Data for review
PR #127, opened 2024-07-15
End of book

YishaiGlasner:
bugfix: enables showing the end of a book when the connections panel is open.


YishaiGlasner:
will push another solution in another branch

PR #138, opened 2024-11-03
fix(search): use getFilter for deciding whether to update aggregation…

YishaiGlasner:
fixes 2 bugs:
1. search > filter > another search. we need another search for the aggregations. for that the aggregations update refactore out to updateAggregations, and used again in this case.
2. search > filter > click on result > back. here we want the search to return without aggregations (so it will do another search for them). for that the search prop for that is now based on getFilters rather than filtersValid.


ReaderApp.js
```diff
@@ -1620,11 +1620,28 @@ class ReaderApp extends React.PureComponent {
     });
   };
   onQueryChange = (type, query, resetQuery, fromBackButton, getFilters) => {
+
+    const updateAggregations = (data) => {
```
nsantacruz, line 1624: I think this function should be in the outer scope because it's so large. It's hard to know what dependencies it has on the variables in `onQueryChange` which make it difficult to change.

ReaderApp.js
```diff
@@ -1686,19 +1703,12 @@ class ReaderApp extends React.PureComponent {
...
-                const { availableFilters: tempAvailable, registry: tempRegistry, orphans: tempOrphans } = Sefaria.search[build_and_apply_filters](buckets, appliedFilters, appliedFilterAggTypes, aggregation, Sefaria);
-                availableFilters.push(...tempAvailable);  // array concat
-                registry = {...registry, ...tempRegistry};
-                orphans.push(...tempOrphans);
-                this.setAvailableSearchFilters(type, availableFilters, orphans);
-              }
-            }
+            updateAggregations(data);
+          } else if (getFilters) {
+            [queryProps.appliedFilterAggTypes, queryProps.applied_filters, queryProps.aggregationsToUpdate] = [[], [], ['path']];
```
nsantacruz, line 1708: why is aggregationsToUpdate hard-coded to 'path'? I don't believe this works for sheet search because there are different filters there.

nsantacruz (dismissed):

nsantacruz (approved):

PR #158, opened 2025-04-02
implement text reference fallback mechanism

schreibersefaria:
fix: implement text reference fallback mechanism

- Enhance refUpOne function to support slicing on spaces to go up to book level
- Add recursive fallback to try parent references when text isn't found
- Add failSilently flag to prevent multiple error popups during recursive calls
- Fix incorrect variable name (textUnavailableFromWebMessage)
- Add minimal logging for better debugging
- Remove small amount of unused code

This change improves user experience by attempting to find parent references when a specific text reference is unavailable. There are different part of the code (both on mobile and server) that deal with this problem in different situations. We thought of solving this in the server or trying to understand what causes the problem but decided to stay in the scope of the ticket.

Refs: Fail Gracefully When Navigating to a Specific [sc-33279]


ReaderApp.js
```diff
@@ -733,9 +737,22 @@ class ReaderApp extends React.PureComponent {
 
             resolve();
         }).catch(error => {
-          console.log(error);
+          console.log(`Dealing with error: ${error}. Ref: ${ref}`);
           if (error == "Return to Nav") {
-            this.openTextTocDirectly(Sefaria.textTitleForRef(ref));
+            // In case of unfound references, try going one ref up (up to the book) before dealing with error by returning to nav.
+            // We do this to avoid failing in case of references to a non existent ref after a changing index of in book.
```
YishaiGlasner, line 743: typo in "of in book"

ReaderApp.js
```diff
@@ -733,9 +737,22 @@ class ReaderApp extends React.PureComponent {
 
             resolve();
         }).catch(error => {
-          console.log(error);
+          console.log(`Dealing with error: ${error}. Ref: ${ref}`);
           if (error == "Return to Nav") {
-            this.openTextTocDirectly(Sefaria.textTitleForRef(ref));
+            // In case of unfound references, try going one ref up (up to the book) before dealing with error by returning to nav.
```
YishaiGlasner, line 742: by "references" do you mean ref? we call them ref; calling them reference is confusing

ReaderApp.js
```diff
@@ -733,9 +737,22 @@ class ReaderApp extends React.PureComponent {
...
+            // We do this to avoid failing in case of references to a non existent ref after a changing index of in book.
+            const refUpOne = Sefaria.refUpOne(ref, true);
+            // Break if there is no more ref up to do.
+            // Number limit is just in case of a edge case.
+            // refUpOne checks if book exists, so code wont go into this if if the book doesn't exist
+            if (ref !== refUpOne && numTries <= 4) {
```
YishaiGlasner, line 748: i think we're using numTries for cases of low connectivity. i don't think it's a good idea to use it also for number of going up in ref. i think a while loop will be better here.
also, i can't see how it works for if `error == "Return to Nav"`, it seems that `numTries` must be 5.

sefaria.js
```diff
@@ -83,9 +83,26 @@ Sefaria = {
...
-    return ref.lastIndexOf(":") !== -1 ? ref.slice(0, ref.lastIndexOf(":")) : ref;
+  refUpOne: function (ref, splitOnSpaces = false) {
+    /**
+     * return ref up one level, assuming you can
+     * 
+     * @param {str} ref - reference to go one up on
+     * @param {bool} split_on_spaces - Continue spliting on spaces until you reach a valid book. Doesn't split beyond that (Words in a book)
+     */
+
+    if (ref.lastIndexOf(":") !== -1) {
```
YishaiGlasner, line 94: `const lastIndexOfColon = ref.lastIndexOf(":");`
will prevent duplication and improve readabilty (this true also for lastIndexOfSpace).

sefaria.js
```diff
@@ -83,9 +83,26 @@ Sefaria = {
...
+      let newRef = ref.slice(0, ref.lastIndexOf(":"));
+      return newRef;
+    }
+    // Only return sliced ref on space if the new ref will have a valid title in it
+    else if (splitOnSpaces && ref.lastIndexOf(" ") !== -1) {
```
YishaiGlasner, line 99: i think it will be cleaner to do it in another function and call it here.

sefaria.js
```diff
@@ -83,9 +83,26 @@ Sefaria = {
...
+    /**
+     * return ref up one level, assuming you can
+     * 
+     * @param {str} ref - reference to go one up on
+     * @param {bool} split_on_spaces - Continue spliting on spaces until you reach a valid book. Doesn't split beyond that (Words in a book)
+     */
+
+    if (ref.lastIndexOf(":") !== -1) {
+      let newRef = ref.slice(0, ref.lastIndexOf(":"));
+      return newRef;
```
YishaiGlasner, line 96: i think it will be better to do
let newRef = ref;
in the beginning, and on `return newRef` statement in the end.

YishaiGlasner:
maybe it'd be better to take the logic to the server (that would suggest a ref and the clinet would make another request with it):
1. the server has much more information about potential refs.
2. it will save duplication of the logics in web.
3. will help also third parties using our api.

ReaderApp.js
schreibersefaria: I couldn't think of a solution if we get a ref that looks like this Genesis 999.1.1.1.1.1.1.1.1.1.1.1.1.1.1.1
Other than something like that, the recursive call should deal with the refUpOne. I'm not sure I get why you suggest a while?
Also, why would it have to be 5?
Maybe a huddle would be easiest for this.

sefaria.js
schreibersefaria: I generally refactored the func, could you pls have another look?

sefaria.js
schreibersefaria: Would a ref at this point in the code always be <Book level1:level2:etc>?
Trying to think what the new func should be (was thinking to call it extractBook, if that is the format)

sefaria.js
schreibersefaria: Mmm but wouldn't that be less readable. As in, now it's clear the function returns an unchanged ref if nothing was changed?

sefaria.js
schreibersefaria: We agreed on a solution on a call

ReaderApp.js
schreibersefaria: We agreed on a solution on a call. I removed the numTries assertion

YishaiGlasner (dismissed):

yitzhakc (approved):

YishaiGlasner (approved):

What the task asks
Your job is to give the data above again exactly, in full.

Reply to the task
PR #127, opened 2024-07-15
End of book

YishaiGlasner:
bugfix: enables showing the end of a book when the connections panel is open.


YishaiGlasner:
will push another solution in another branch

PR #138, opened 2024-11-03
fix(search): use getFilter for deciding whether to update aggregation…

YishaiGlasner:
fixes 2 bugs:
1. search > filter > another search. we need another search for the aggregations. for that the aggregations update refactore out to updateAggregations, and used again in this case.
2. search > filter > click on result > back. here we want the search to return without aggregations (so it will do another search for them). for that the search prop for that is now based on getFilters rather than filtersValid.


ReaderApp.js
```diff
@@ -1620,11 +1620,28 @@ class ReaderApp extends React.PureComponent {
     });
   };
   onQueryChange = (type, query, resetQuery, fromBackButton, getFilters) => {
+
+    const updateAggregations = (data) => {
```
nsantacruz, line 1624: I think this function should be in the outer scope because it's so large. It's hard to know what dependencies it has on the variables in `onQueryChange` which make it difficult to change.

ReaderApp.js
```diff
@@ -1686,19 +1703,12 @@ class ReaderApp extends React.PureComponent {
...
-                const { availableFilters: tempAvailable, registry: tempRegistry, orphans: tempOrphans } = Sefaria.search[build_and_apply_filters](buckets, appliedFilters, appliedFilterAggTypes, aggregation, Sefaria);
-                availableFilters.push(...tempAvailable);  // array concat
-                registry = {...registry, ...tempRegistry};
-                orphans.push(...tempOrphans);
-                this.setAvailableSearchFilters(type, availableFilters, orphans);
-              }
-            }
+            updateAggregations(data);
+          } else if (getFilters) {
+            [queryProps.appliedFilterAggTypes, queryProps.applied_filters, queryProps.aggregationsToUpdate] = [[], [], ['path']];
```
nsantacruz, line 1708: why is aggregationsToUpdate hard-coded to 'path'? I don't believe this works for sheet search because there are different filters there.

nsantacruz (dismissed):

nsantacruz (approved):

PR #158, opened 2025-04-02
implement text reference fallback mechanism

schreibersefaria:
fix: implement text reference fallback mechanism

- Enhance refUpOne function to support slicing on spaces to go up to book level
- Add recursive fallback to try parent references when text isn't found
- Add failSilently flag to prevent multiple error popups during recursive calls
- Fix incorrect variable name (textUnavailableFromWebMessage)
- Add minimal logging for better debugging
- Remove small amount of unused code

This change improves user experience by attempting to find parent references when a specific text reference is unavailable. There are different part of the code (both on mobile and server) that deal with this problem in different situations. We thought of solving this in the server or trying to understand what causes the problem but decided to stay in the scope of the ticket.

Refs: Fail Gracefully When Navigating to a Specific [sc-33279]


ReaderApp.js
```diff
@@ -733,9 +737,22 @@ class ReaderApp extends React.PureComponent {
 
             resolve();
         }).catch(error => {
-          console.log(error);
+          console.log(`Dealing with error: ${error}. Ref: ${ref}`);
           if (error == "Return to Nav") {
-            this.openTextTocDirectly(Sefaria.textTitleForRef(ref));
+            // In case of unfound references, try going one ref up (up to the book) before dealing with error by returning to nav.
+            // We do this to avoid failing in case of references to a non existent ref after a changing index of in book.
```
YishaiGlasner, line 743: typo in "of in book"

ReaderApp.js
```diff
@@ -733,9 +737,22 @@ class ReaderApp extends React.PureComponent {
 
             resolve();
         }).catch(error => {
-          console.log(error);
+          console.log(`Dealing with error: ${error}. Ref: ${ref}`);
           if (error == "Return to Nav") {
-            this.openTextTocDirectly(Sefaria.textTitleForRef(ref));
+            // In case of unfound references, try going one ref up (up to the book) before dealing with error by returning to nav.
```
YishaiGlasner, line 742: by "references" do you mean ref? we call them ref; calling them reference is confusing

ReaderApp.js
```diff
@@ -733,9 +737,22 @@ class ReaderApp extends React.PureComponent {
...
+            // We do this to avoid failing in case of references to a non existent ref after a changing index of in book.
+            const refUpOne = Sefaria.refUpOne(ref, true);
+            // Break if there is no more ref up to do.
+            // Number limit is just in case of a edge case.
+            // refUpOne checks if book exists, so code wont go into this if if the book doesn't exist
+            if (ref !== refUpOne && numTries <= 4) {
```
YishaiGlasner, line 748: i think we're using numTries for cases of low connectivity. i don't think it's a good idea to use it also for number of going up in ref. i think a while loop will be better here.
also, i can't see how it works for if `error == "Return to Nav"`, it seems that `numTries` must be 5.

sefaria.js
```diff
@@ -83,9 +83,26 @@ Sefaria = {
...
-    return ref.lastIndexOf(":") !== -1 ? ref.slice(0, ref.lastIndexOf(":")) : ref;
+  refUpOne: function (ref, splitOnSpaces = false) {
+    /**
+     * return ref up one level, assuming you can
+     * 
+     * @param {str} ref - reference to go one up on
+     * @param {bool} split_on_spaces - Continue spliting on spaces until you reach a valid book. Doesn't split beyond that (Words in a book)
+     */
+
+    if (ref.lastIndexOf(":") !== -1) {
```
YishaiGlasner, line 94: `const lastIndexOfColon = ref.lastIndexOf(":");`
will prevent duplication and improve readabilty (this true also for lastIndexOfSpace).

sefaria.js
```diff
@@ -83,9 +83,26 @@ Sefaria = {
...
+      let newRef = ref.slice(0, ref.lastIndexOf(":"));
+      return newRef;
+    }
+    // Only return sliced ref on space if the new ref will have a valid title in it
+    else if (splitOnSpaces && ref.lastIndexOf(" ") !== -1) {
```
YishaiGlasner, line 99: i think it will be cleaner to do it in another function and call it here.

sefaria.js
```diff
@@ -83,9 +83,26 @@ Sefaria = {
...
+    /**
+     * return ref up one level, assuming you can
+     * 
+     * @param {str} ref - reference to go one up on
+     * @param {bool} split_on_spaces - Continue spliting on spaces until you reach a valid book. Doesn't split beyond that (Words in a book)
+     */
+
+    if (ref.lastIndexOf(":") !== -1) {
+      let newRef = ref.slice(0, ref.lastIndexOf(":"));
+      return newRef;
```
YishaiGlasner, line 96: i think it will be better to do
let newRef = ref;
in the beginning, and on `return newRef` statement in the end.

YishaiGlasner:
maybe it'd be better to take the logic to the server (that would suggest a ref and the clinet would make another request with it):
1. the server has much more information about potential refs.
2. it will save duplication of the logics in web.
3. will help also third parties using our api.

ReaderApp.js
schreibersefaria: I couldn't think of a solution if we get a ref that looks like this Genesis 999.1.1.1.1.1.1.1.1.1.1.1.1.1.1.1
Other than something like that, the recursive call should deal with the refUpOne. I'm not sure I get why you suggest a while?
Also, why would it have to be 5?
Maybe a huddle would be easiest for this.

sefaria.js
schreibersefaria: I generally refactored the func, could you pls have another look?

sefaria.js
schreibersefaria: Would a ref at this point in the code always be <Book level1:level2:etc>?
Trying to think what the new func should be (was thinking to call it extractBook, if that is the format)

sefaria.js
schreibersefaria: Mmm but wouldn't that be less readable. As in, now it's clear the function returns an unchanged ref if nothing was changed?

sefaria.js
schreibersefaria: We agreed on a solution on a call

ReaderApp.js
schreibersefaria: We agreed on a solution on a call. I removed the numTries assertion

YishaiGlasner (dismissed):

yitzhakc (approved):

YishaiGlasner (approved):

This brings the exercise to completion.